WHAT THIS TASK INVOLVES -> Below are the entries. Transcribe exactly the lines from the one with "Dynamic SQL Error" through the one with "Supporting users of Firebird", ends included, and leave out all others.

Saved data entries

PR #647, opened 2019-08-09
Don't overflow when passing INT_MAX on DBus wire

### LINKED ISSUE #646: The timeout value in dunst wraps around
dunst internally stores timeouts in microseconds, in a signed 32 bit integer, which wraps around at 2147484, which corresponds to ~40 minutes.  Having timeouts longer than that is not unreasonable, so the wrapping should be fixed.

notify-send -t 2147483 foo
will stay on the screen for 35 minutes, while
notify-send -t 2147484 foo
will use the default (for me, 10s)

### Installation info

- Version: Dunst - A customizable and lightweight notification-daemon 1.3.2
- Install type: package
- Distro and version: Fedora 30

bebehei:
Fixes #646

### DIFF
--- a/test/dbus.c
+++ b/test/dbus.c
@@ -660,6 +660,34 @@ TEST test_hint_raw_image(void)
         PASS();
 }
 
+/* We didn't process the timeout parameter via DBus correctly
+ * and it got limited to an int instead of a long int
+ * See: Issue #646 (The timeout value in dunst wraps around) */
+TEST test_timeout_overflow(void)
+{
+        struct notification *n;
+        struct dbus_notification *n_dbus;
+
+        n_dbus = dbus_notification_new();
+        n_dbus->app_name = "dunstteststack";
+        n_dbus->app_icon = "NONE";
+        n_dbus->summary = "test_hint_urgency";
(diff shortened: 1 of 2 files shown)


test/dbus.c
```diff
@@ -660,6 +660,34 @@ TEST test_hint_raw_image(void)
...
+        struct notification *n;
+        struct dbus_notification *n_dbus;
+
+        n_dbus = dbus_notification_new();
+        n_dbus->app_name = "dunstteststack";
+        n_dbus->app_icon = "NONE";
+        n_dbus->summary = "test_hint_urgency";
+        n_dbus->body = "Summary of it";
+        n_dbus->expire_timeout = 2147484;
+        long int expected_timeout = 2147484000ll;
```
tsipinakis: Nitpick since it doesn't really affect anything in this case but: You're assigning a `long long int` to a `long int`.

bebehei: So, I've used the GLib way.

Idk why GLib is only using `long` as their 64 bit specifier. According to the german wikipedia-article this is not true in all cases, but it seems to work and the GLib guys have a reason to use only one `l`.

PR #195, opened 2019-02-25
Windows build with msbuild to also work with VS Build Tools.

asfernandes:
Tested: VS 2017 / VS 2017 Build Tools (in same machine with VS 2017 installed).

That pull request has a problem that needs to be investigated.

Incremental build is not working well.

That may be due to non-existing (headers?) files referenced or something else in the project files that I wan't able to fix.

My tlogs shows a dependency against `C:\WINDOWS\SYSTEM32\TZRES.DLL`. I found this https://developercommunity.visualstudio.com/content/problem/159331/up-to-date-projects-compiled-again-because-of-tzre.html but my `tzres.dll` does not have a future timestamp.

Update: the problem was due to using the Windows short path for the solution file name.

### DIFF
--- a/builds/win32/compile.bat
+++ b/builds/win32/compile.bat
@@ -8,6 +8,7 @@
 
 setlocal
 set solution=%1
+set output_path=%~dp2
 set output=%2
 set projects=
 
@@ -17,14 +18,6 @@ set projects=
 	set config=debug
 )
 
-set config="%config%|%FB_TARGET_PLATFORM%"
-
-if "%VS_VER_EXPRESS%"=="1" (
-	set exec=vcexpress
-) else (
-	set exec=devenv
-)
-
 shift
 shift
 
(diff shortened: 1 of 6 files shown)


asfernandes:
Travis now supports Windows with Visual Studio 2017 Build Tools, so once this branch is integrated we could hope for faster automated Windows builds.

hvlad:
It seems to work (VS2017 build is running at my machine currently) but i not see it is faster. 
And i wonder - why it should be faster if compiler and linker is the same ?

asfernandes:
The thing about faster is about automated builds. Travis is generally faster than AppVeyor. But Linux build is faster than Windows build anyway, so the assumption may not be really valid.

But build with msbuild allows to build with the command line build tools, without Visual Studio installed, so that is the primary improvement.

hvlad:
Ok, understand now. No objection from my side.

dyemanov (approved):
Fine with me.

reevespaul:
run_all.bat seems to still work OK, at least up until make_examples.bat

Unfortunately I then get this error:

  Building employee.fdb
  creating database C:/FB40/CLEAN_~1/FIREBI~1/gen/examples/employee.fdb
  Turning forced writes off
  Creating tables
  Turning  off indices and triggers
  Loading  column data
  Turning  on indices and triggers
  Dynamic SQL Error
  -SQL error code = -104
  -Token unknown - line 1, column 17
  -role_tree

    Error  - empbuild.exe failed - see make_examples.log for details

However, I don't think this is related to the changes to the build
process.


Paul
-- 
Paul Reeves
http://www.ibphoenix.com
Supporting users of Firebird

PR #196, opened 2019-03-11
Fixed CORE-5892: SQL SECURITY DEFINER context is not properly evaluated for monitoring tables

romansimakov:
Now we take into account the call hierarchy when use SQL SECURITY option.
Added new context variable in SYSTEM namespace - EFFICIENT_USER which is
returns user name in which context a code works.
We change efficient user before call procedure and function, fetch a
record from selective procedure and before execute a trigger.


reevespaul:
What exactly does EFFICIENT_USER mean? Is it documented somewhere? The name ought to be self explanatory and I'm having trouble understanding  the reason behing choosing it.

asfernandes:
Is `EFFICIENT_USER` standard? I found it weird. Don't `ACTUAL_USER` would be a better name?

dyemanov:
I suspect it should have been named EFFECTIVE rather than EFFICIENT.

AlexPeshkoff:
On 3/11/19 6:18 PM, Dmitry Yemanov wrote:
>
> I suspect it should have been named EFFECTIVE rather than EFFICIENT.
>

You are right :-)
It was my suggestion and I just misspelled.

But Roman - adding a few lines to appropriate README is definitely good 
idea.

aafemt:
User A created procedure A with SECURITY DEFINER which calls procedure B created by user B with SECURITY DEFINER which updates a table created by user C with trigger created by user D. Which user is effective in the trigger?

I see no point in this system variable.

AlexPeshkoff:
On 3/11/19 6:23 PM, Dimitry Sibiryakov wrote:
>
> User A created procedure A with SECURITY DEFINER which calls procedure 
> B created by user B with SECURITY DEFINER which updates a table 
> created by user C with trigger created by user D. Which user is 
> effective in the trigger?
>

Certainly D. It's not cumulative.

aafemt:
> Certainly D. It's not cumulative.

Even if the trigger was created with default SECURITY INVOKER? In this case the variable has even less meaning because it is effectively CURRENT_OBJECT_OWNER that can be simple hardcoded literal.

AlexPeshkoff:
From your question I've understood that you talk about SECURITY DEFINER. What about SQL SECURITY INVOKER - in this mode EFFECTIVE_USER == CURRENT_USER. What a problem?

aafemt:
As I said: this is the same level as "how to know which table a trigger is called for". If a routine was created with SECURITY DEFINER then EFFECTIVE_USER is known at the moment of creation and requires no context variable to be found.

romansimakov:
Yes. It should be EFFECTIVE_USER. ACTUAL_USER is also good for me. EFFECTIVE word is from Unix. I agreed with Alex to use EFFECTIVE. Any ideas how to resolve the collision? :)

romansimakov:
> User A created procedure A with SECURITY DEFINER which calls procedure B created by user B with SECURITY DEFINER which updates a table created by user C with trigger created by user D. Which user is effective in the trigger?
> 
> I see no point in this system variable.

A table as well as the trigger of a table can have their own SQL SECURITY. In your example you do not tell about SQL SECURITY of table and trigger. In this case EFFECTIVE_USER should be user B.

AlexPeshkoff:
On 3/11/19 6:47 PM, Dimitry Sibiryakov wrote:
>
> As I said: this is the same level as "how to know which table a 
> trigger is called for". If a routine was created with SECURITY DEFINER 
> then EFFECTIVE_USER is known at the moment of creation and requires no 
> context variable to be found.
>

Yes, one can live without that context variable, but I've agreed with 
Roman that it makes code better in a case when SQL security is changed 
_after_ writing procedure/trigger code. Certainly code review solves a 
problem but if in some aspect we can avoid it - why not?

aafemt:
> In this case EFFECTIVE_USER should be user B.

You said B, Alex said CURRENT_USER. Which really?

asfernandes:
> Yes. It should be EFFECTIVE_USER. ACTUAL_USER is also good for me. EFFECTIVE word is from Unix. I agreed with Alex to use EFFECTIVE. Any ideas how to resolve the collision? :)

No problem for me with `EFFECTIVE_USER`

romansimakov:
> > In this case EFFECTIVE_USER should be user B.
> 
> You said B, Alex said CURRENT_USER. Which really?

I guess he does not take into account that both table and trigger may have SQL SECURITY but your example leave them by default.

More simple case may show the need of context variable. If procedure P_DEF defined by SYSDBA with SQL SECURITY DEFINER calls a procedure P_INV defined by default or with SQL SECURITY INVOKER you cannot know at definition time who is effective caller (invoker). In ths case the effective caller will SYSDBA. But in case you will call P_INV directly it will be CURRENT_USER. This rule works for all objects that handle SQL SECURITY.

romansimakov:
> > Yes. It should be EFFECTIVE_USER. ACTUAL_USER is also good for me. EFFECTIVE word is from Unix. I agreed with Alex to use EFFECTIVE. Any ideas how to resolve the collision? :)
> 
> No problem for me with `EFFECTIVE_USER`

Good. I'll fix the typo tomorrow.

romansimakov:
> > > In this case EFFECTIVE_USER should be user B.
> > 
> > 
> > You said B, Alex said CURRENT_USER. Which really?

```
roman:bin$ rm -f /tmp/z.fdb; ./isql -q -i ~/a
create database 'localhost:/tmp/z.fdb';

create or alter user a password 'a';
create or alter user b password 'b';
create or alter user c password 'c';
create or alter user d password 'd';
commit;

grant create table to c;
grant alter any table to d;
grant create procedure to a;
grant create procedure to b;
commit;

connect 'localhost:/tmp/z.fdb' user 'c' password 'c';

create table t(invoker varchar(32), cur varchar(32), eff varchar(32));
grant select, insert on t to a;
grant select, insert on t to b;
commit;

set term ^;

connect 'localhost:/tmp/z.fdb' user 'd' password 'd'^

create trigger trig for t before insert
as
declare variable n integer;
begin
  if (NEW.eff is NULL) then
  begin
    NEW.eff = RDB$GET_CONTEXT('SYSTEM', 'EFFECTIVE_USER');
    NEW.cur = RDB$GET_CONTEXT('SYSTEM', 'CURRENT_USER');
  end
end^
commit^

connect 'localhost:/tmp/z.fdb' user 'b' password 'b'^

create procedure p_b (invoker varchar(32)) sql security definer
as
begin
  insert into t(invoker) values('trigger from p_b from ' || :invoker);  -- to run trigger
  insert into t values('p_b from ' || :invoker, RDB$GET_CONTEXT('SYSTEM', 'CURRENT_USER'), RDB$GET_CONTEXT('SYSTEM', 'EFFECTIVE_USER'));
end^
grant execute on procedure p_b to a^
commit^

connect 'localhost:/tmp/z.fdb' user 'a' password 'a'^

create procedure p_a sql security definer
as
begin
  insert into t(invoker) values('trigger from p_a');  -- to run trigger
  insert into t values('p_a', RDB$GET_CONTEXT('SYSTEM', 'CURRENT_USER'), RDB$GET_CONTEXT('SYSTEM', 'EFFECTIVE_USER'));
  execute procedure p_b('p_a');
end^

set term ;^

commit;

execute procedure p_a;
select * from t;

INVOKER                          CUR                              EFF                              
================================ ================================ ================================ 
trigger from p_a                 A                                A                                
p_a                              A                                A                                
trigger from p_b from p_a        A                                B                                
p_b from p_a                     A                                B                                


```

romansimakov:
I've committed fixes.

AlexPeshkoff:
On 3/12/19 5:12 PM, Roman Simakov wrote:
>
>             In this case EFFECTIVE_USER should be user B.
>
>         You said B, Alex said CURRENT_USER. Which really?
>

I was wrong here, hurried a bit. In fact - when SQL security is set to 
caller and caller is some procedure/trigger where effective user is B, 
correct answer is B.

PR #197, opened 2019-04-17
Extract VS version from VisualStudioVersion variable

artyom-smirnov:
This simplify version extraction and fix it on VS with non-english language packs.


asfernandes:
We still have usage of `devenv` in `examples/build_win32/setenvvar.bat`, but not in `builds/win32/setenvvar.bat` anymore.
==
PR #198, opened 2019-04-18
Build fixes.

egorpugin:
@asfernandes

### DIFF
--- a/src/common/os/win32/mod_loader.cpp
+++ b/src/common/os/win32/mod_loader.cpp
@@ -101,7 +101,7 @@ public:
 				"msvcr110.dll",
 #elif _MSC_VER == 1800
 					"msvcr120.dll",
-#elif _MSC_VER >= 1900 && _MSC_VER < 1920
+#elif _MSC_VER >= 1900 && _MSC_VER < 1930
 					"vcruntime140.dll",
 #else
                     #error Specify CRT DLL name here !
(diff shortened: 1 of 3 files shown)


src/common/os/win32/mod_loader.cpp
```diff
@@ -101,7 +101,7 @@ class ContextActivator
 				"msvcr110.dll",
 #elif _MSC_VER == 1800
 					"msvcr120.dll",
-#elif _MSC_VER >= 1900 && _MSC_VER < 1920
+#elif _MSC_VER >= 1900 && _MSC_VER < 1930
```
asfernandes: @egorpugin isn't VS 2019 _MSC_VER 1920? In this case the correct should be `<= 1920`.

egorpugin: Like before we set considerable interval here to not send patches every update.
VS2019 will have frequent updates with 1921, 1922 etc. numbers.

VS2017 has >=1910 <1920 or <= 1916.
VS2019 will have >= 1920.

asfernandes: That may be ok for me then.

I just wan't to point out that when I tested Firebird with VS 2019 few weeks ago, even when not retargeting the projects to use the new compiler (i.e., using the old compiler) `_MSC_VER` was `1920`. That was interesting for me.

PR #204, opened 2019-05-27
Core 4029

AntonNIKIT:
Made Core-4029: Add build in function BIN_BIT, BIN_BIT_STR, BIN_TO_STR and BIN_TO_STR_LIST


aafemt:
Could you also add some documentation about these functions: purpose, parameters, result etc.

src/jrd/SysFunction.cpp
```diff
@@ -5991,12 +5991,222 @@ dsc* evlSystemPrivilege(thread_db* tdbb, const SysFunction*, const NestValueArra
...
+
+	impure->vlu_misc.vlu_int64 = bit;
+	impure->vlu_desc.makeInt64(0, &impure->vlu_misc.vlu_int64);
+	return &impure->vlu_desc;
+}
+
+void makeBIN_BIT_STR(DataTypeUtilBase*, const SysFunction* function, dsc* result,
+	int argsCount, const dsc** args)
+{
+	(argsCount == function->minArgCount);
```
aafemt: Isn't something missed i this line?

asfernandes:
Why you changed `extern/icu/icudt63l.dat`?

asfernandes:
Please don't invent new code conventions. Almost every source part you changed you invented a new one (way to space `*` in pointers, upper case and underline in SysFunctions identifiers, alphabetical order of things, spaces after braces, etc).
--
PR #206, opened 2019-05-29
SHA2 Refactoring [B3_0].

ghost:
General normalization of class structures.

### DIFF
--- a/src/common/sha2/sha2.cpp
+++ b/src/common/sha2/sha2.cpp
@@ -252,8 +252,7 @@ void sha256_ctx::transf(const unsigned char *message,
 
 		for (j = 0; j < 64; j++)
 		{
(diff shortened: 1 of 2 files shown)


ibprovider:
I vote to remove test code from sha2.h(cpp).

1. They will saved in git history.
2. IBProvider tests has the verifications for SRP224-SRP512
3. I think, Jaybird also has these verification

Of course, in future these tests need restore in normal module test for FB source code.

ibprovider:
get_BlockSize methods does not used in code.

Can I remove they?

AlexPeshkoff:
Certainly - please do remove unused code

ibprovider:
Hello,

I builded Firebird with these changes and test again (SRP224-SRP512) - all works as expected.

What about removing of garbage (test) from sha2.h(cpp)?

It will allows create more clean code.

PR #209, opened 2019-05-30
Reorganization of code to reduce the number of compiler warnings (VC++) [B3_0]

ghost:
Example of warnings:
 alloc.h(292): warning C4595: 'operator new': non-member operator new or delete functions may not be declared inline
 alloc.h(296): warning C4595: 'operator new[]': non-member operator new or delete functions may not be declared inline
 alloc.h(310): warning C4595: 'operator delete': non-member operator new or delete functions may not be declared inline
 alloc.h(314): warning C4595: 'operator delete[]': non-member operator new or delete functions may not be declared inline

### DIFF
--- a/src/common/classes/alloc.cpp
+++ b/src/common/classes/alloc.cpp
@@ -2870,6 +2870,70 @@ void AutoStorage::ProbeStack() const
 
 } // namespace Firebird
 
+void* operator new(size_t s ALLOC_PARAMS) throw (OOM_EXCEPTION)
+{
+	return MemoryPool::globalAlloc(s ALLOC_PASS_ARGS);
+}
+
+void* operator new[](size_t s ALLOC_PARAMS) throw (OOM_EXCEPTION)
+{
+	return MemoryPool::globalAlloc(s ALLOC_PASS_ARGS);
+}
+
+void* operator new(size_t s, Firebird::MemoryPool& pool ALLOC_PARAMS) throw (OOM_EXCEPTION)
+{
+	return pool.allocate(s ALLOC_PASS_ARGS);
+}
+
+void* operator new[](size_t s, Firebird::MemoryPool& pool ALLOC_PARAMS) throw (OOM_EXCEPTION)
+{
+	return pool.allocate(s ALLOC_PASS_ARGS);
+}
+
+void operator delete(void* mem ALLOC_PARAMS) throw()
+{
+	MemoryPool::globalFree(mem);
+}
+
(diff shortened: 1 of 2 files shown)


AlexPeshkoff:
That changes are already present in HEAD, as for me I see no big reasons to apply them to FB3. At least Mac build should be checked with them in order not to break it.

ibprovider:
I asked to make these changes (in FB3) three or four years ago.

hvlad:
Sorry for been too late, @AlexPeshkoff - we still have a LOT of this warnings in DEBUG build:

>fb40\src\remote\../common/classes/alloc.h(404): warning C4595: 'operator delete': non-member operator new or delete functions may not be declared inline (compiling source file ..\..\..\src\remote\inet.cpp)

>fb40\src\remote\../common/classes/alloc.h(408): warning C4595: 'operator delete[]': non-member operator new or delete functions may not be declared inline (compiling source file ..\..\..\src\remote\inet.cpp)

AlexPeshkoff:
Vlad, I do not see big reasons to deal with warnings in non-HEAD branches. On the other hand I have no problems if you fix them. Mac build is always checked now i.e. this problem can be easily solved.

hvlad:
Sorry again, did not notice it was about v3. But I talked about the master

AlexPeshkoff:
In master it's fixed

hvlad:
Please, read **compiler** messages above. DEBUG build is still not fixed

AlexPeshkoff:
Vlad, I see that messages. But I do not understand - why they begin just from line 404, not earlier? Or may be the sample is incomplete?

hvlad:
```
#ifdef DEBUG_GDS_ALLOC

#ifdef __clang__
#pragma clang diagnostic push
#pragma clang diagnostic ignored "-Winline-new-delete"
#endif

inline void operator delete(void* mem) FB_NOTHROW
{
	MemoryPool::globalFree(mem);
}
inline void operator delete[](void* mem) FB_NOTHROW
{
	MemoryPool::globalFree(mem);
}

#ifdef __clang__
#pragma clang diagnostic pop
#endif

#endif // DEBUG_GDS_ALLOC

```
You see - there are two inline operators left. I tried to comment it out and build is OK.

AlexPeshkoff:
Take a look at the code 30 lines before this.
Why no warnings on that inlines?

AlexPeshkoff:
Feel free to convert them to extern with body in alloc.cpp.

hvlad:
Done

RESULT OF THIS EXERCISE ->
  Dynamic SQL Error
  -SQL error code = -104
  -Token unknown - line 1, column 17
  -role_tree

    Error  - empbuild.exe failed - see make_examples.log for details

However, I don't think this is related to the changes to the build
process.


Paul
-- 
Paul Reeves
http://www.ibphoenix.com
Supporting users of Firebird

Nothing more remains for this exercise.